Per the bootstrap sampling method; we can infer that the average meat consumption across the 170 countries is somewhere between 8.29 and 8.69.
```{r}
invisible(sum(is.na(Meat))) #Shows we have no missing values
invisible(sum(is.nan(Meat))) #Shows we have no invalid values (NaN = not a number)

#Sampling process taken from class notes:
Original.Sample = sample(Meat, 
                       55,   #Sample size = 55 values in the sample
                       replace = FALSE  #Sample without replacement
                 ) 

    Bootstrap_Sample_Vector = NULL # Empty vector will hold samples
    
    for(i in 1:1000){ 
      ith.Bootstrap.Sample = sample(x = Original.Sample, 
            size = 55, #Sample size must remain the same for every sample
            replace = TRUE  #Again, sample with replacement
                           )  
      Bootstrap_Sample_Vector[i] = mean(ith.Bootstrap.Sample) }

Boot_CI = quantile(Bootstrap_Sample_Vector, c(.025, .0975))
Boot_CI
```

## Plot of the Bootstrap Sampling Distribution
Below is a histogram depicting the distribution of the bootstrap sampling means of meat consumed amongst the countries in the dataset.

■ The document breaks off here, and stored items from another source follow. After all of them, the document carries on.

PR #147, opened 2023-03-02
Release 4.1.0

### LINKED ISSUE #145: Ignore case when matching license names

raimon49:
This release branch is fix #145

### DIFF
--- a/CHANGELOG.md
+++ b/CHANGELOG.md
@@ -1,5 +1,9 @@
 ## CHANGELOG
 
+### 4.1.0
+
+* Support case-insensitive license name matching around `--fail-on` and `--allow-only` parameters
+
 ### 4.0.3
 
 * Escape unicode output (to e.g. `&#123;`) in the html output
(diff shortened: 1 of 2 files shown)


raimon49:
Just shipped.
https://pypi.org/project/pip-licenses/4.1.0/

PR #1188, opened 2024-11-08
feat(interview): Reuse datasets and values [5]

jochenklar:
This PR adds the possibility to reuse set and single values from every project and snapshot the user has access to.


rdmo/projects/assets/js/interview/components/main/Search.js
```diff
@@ -0,0 +1,136 @@
...
+      isClearable
+      backspaceRemovesValue={true}
+    />
+
+    <AsyncSelect
+      classNamePrefix='react-select'
+      className='react-select mt-10'
+      placeholder={gettext('Restrict the search to a particular project ...')}
+      noOptionsMessage={() => gettext(
+        'No projects matche your search.'
```
MyPyDavid, line 95: typo:
```suggestion
        'No projects matching your search.'
```

rdmo/core/assets/js/hooks/useLsState.js
```diff
@@ -0,0 +1,41 @@
+import { useState } from 'react'
+import { isEmpty, isPlainObject, omit as lodashOmit } from 'lodash'
+
+import { checkStoreId } from '../utils/store'
+
+const useLsState = (path, initialValue, omit = []) => {
```
MyPyDavid, line 6: is this `localStorage` `useLsState` hook just a re-implementation of what was already stored in localStorage before or is it a new state altogether??

jochenklar: Before we had `configActions` which are synced with the local storage. Here I bypass the redux store and just use a `useState` hook which is synced to the local storage.

rdmo/projects/viewsets.py
```diff
@@ -686,19 +741,58 @@ class ValueViewSet(ReadOnlyModelViewSet):
...
     def get_queryset(self):
         return Value.objects.filter_user(self.request.user).select_related('attribute', 'option')
 
+    @action(detail=False, permission_classes=(HasModelPermission | HasProjectsPermission, ))
+    def search(self, request):
+        queryset = self.filter_queryset(self.get_queryset()).exclude_empty().select_related('project', 'snapshot')
+
+        # add a subquery to get the label for the set the value is part in
+        try:
+            set_attribute = int(request.GET.get('set_attribute'))
```
MyPyDavid, line 767: this one is failing the tests for NoneTypes (maybe 3.8 related),
```python
         try:
>           set_attribute = int(request.GET.get('set_attribute'))
E           TypeError: int() argument must be a string, a bytes-like object or a number, not 'NoneType'

rdmo/projects/viewsets.py:767: TypeError
```

jochenklar: I added `TypeError` to `except`.

jochenklar:
Rebased and ready for review. I added two things:

* The search endpoint now filters for `option=...` query parameters, so that a question with options only looks for values with options and the other way around.
* When reusing a set, the server loops checks the question(s) for the new value if it has optionsets or not and skips the value if the options in not in the questions optionsets.

rdmo/projects/assets/js/interview/components/main/page/PageHeadFormModal.js
```diff
@@ -3,70 +3,96 @@ import PropTypes from 'prop-types'
...
+            <div className={classNames({'form-group': true, 'has-error': errors.text })}>
+              <label className="control-label" htmlFor="interview-page-tabs-modal-form-title">
+                {gettext('Name')}
+              </label>
+              <input
+                ref={ref}
+                className="form-control"
+                id="interview-page-tabs-modal-form-title"
+                type="text"
+                value={values.text}
```
MyPyDavid, line 68: I get some kind of js warning about an `uncontrolled input `, I could resolve it by adding a optional empty string to `value=`:
```js
                value={values.text || ''}
```

Warning message:
```js
Warning: A component is changing an uncontrolled input to be controlled. This is likely caused by the value changing
 from undefined to a defined value, which should not happen. Decide between using a controlled or uncontrolled input 
element for the lifetime of the component. More info: https://reactjs.org/link/controlled-components   
...

PageHeadFormModal@webpack://rdmo/./rdmo/projects/assets/js/interview/components/main/page/  PageHeadFormModal.js?:38:15

```

rdmo/projects/viewsets.py
```diff
@@ -529,52 +532,109 @@ def get_queryset(self):
...
+            # otherwise, we want to create a new set and need to create a new set value
+            # de-serialize the posted new set value and save it, use the ValueSerializer
+            # instead of ProjectValueSerializer, since the latter does not include project
+            set_value_serializer = ValueSerializer(data={
+                'project': parent_lookup_project,
+                **request.data
+            })
+            set_value_serializer.is_valid(raise_exception=True)
+            set_value = set_value_serializer.save()
+            set_values_list = set_empty_values_list = []
```
MyPyDavid, line 588: does it also need a `set_values = ...` here? otherwise later it can be undefined

rdmo/projects/assets/js/interview/components/main/question/QuestionReuseValue.js
```diff
@@ -0,0 +1,102 @@
...
+  const [formErrors, setFormErrors] = useState([])
+
+  const handleSubmit = (mode) => {
+    if (isEmpty(formValues.value)) {
+      setFormErrors({ value: true })
+    } else {
+      const { text, option, external_id } = formValues.value
+
+      if (mode == 'append') {
+        updateValue(value, { text: `${value.text} ${text}`, option, external_id })
```
MyPyDavid, line 30: I was trying out and thought that maybe `append` should not do anything when the same `value.text` is already there. I have here some implementation that also trims white spaces. What do you think about this?
```js
            const trimmedText = text.trim()
            const currentText = value.text?.trim() || ''

            if (currentText === trimmedText) {
                setShow(false)
                return
            }

            updateValue(value, { text: `${currentText} ${trimmedText}`.trim(), option, external_id })
```

rdmo/projects/viewsets.py
```diff
@@ -778,19 +838,64 @@ class ValueViewSet(ReadOnlyModelViewSet):
...
+            queryset = queryset.annotate(set_label=set_label_subquery)
+        except (ValueError, TypeError):
+            pass
+
+        if is_truthy(request.GET.get('collection')):
+            # if collection is set (for checkboxes), we first select each distinct set and create a Q object with it
+            # by doing so we can select an undetermined number of values which belong to an exact number of sets
+            # given by settings.PROJECT_VALUES_SEARCH_LIMIT
+            values_list = queryset.order_by('project_id', 'snapshot_id', 'attribute_id', 'set_prefix', 'set_index') \
+                                  .distinct('project_id', 'snapshot_id', 'attribute_id', 'set_prefix', 'set_index') \
```
MyPyDavid, line 884: nice query, but unfortunately `DISTINCT ON` is not supported by sqlite (https://code.djangoproject.com/ticket/22696). There goes everybody's' local dev setup 🙃 
Want to have a backend specific work-around query for sqlite maybe?

rdmo/projects/assets/js/interview/components/main/page/PageHeadFormModal.js
jochenklar: This is a bit weird since values.text is set from `initialValues`. Can you reproduce this? It might hint to something with the local storage.

MyPyDavid: When I refresh and am on a page in the interview, I open the the new dataset tab and this warning pops up.
When I do the same with this "fix", the warning does not pop up.

rdmo/projects/assets/js/interview/components/main/question/QuestionReuseValue.js
MyPyDavid: No, it just seemed weird that I could append the same text, let's see in user testing about it..

rdmo/projects/viewsets.py
jochenklar: Yes, while in principle, `set_values` will not be accessed since `somethingsomething in set_empty_values_list` is checked first, it is cleaner to add `set_values = Value.objects.none()`.

rdmo/projects/assets/js/interview/components/main/page/PageHeadFormModal.js
jochenklar: I think I found a fix for the `useLsState` hook. It is now a bit more readable I hope. I basically does the same when first calling the hook and when calling `initValues` (the third return value). If it is an object it merges the `initialValues` with the state from the LS (omitting `omit`) if it is a single value (e.g. a string) it will return the LS value if it set or the initial value. It think this is what one expect. The latter case is not used in RDMO, yet.

MyPyDavid: thanks, it's working now and I don't get a warning.

MyPyDavid (approved):
users can now import their Answers and Datasets from other projects! ✍️ 
thanks! 🙏

PR #1190, opened 2024-11-12
Value signals

jochenklar:
This PR is a small spin-of from https://github.com/rdmorganiser/rdmo/pull/1188, because I would like to have some feedback on the idea.

The PR adds 3 custom [django signals](https://docs.djangoproject.com/en/5.1/topics/signals/) `value_created`, `value_deleted`, and `value_updated`, which are fired when Values are created, updated or deleted through the interface. The front-end provides the API with the page the user in on, and this can be used in a handler to get all attributes on the current page like this:

```python
@receiver(value_created, sender=Value)
def value_created_handler(sender, request, instance, **kwargs):
    page = Page.objects.filter(id=request.GET.get('page')).first()
    print('value_created', instance, page)


@receiver(value_updated, sender=Value)
def value_updated_handler(sender, request, instance, **kwargs):
    page = Page.objects.filter(id=request.GET.get('page')).first()
    print('value_updated', instance, page)


@receiver(value_deleted, sender=Value)
def value_deleted_handler(sender, request, instance, **kwargs):
    page = Page.objects.filter(id=request.GET.get('page')).first()
    print('value_deleted', instance, page)
```

The main benefit is that plugins/custom django apps could use them to manipulate answers *on the same page* without complicated queries.


MyPyDavid:
could it give race conditions when I click a lot of checkboxes or another user is simultaneously clicking the same checkboxes?
For your example I guess not right, since it only gets the  `page` ??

By looking at the visual, it appears that the distribution of meat consumption is relatively normal, and representative of the quantitative figure that was found via the bootstrap confidence interval calculation.

```{r}
rng <- range(Bootstrap_Sample_Vector, na.rm = TRUE)
Command_Breaks <- seq(rng[1], rng[2], length.out = 15)
##These lines of code will ensure the same number of breaks in histogram every time the file is ran or knitted.

hist(Bootstrap_Sample_Vector, 
     breaks = Command_Breaks, 
       xlab = "Sample Means of Meat Consumed",

        main="Sampling Distribution of \n Bootstrap Sample Means \n of Global Meat Consumed")  
```

## Traditional Method vs Bootstrap Method
Traditional = [9.19, 10.61]
Bootstrap = [8.29, 8.69]

Looking at our two confidence intervals, the first thing we notice is that the bootstrap interval is far tighter, only having a difference of 0.4 between its lower and upper bound, as opposed to the difference of 1.42 for the t-test interval. This is expected though, as any distribution of sample means has less variance than a distribution of single data points. Along with that, the confidence interval coming from the bootstrap method also provides a lower estimation for the true mean consumption of meat across the surveyed countries than the confidence interval which comes from the traditional method.

Given that we cannot confirm normality for the distribution of meat consumption across these countries, the bootstrap method should be taken as a more reliable measure of the true average of meat consumption.